(Stored data)
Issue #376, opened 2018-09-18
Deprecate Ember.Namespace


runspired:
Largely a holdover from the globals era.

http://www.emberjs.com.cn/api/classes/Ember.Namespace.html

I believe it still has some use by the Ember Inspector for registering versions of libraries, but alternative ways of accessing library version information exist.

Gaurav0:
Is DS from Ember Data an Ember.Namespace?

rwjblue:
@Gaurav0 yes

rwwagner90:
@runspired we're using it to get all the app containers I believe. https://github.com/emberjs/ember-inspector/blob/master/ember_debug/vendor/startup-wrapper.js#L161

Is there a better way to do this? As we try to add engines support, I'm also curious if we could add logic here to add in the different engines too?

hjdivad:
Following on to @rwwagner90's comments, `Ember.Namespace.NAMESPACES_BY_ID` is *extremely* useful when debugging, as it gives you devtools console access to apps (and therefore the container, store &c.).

**The task:** Repeat the data above, word for word.

**Written answer:**
Issue #376, opened 2018-09-18
Deprecate Ember.Namespace


runspired:
Largely a holdover from the globals era.

http://www.emberjs.com.cn/api/classes/Ember.Namespace.html

I believe it still has some use by the Ember Inspector for registering versions of libraries, but alternative ways of accessing library version information exist.

Gaurav0:
Is DS from Ember Data an Ember.Namespace?

rwjblue:
@Gaurav0 yes

rwwagner90:
@runspired we're using it to get all the app containers I believe. https://github.com/emberjs/ember-inspector/blob/master/ember_debug/vendor/startup-wrapper.js#L161

Is there a better way to do this? As we try to add engines support, I'm also curious if we could add logic here to add in the different engines too?

hjdivad:
Following on to @rwwagner90's comments, `Ember.Namespace.NAMESPACES_BY_ID` is *extremely* useful when debugging, as it gives you devtools console access to apps (and therefore the container, store &c.).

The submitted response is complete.